What happened with the Python privilege escalation bug?

CVE-2022-42919 was a local privilege escalation affecting Python 3.9.x before 3.9.16 and 3.10.x before 3.10.9 on Linux, specific to the multiprocessing library's forkserver start method. The root cause combined two things: Linux abstract namespace sockets, which have no filesystem-level access control, and Python's pickle deserialization, which can execute arbitrary code when unpickling untrusted data. Because the forkserver implementation accepted and deserialized pickled data from these unauthenticated sockets, any local user on the same machine could potentially escalate privileges to whatever user was running the forkserver process — a 7.8 CVSS local privilege escalation that only affected the non-default forkserver configuration, but a clean illustration of how deserialization risk and weak socket access control can compound each other.

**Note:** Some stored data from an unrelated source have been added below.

PR #155, opened 2024-06-12
base64 encode metadata header

piccione99:


internal/metadata/metadata.go
```diff
@@ -11,6 +11,7 @@ import (
 
 	"github.com/xmidt-org/wrp-go/v3"
 	"github.com/xmidt-org/xmidt-agent/internal/net"
+	b64 "encoding/base64"
```
schmidtw: unless `base64` is conflicting with something I'd use that, otherwise this looks good.

schmidtw (approved):

PR #160, opened 2024-06-18
feat: add support for mock181's SET to update parameter states

denopink:
- mock181's SET didn't update parameter state
- add support for mock181's  SET to update parameter states
- return the updated parameters as the response body for mock181's  SET


internal/wrphandlers/mocktr181/handler.go
```diff
@@ -181,20 +184,34 @@ func (h Handler) get(names []string) (int64, []byte, error) {
...
 					mockParameter.Value = parameter.Value
 					mockParameter.DataType = parameter.DataType
 					mockParameter.Attributes = parameter.Attributes
+
+					result.Parameters = append(result.Parameters, Parameter{
+						Name:       mockParameter.Name,
+						Value:      mockParameter.Value,
+						DataType:   mockParameter.DataType,
+						Attributes: mockParameter.Attributes,
+					})
```
denopink: @ilawjr asked for mock181 SET's response payload to contain the update parameters

internal/wrphandlers/mocktr181/handler.go
```diff
@@ -181,20 +184,34 @@ func (h Handler) get(names []string) (int64, []byte, error) {
 	return statusCode, payload, nil
 }
 
-func (h Handler) set(parameters []Parameter) int64 {
+func (h Handler) set(parameters []Parameter) (int64, []byte, error) {
+	result := Tr181Payload{}
 	for _, parameter := range parameters {
-		for _, mockParameter := range h.parameters {
+		for i := range h.parameters {
+			mockParameter := &h.parameters[i]
```
denopink, line 204: I think we meant to use `mockParameter` as a reference, otherwise the value update will not stick (i.e. mock GET will get the default value since it'll never update)

internal/wrphandlers/mocktr181/handler.go
```diff
@@ -181,20 +184,34 @@ func (h Handler) get(names []string) (int64, []byte, error) {
...
 			if strings.HasPrefix(mockParameter.Name, parameter.Name) {
 				if mockParameter.Access == "rw" {
```
schmidtw: If `mockParameter.Access` == `"r"` or something else, a set will silently fail.

internal/wrphandlers/mocktr181/handler.go
```diff
@@ -181,20 +185,42 @@ func (h Handler) get(names []string) (int64, []byte, error) {
...
+						Value:      mockParameter.Value,
+						DataType:   mockParameter.DataType,
+						Attributes: mockParameter.Attributes,
+					})
+				default:
+					result.Parameters = append(result.Parameters, Parameter{
+						Name:    mockParameter.Name,
+						Message: "Parameter is not writable",
+					})
+					statusCode = 520
```
denopink: Example of what we're expecting:

```
{
  "parameters": [
    {
      "name": "Device.Bridging.Bridge.8.Status",
      "message": "Parameter is not writable"
    }
  ],
  "statusCode": 520
}
```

What was the libxml2/lxml NULL pointer issue?

CVE-2022-2309 affected libxml2 versions 2.9.10 through 2.9.14 when used together with the Python lxml binding, specifically through the iterwalk function (which the canonicalize function also relies on internally). Crafted input processed through iterwalk could trigger a NULL pointer dereference and crash the application. The practical exposure was narrower than the CVSS number alone implies, since iterwalk is less commonly used than the more efficient iterparse, but any C14N-style XML canonicalization workflow built on top of it was directly at risk, and the fix landed in lxml 4.9.1 alongside upstream libxml2 patches.

What ties these 2022 disclosures together?

Every one of these bugs — the jQuery UI widget, the two XML/JSON recursion crashes, the Python deserialization-over-sockets issue, and the libxml2 NULL pointer bug — sat in code that had been in production and battle-tested for years before someone finally threw adversarial input at it. None of them required a sophisticated exploit chain; they required someone to ask "what happens if this input is deeply nested, or malformed, or comes from an untrusted local process" and then actually test it. That's precisely the gap that fuzzing and dependency-aware SCA scanning are designed to close — catching known-vulnerable versions of exactly these libraries in a dependency tree before a security researcher (or an attacker) finds the same gap independently.

FAQ

What is CVE-2022-31160?

CVE-2022-31160 is a cross-site scripting vulnerability in jQuery UI's checkboxradio widget, affecting versions prior to 1.13.2, triggered when a refreshed widget decoded previously encoded label content containing attacker-controlled markup.

Were the 2022 recursion-based CVEs related to each other?

Not directly — CVE-2022-45688 (hutool-json/org.json) and CVE-2022-40152 (Woodstox) were separate libraries with the same underlying flaw: recursive parsing with no maximum depth limit, both resulting in stack-overflow denial of service.

Is CVE-2022-42919 exploitable remotely?

No — it's a local privilege escalation specific to Python's multiprocessing forkserver method on Linux, requiring local access to the same machine rather than a remote network attack path.

Does CVE-2022-2309 affect all libxml2 versions?

No — it specifically affects libxml2 2.9.10 through 2.9.14 when used with lxml's iterwalk or canonicalize functions; libxml2 2.9.9 and earlier are not affected.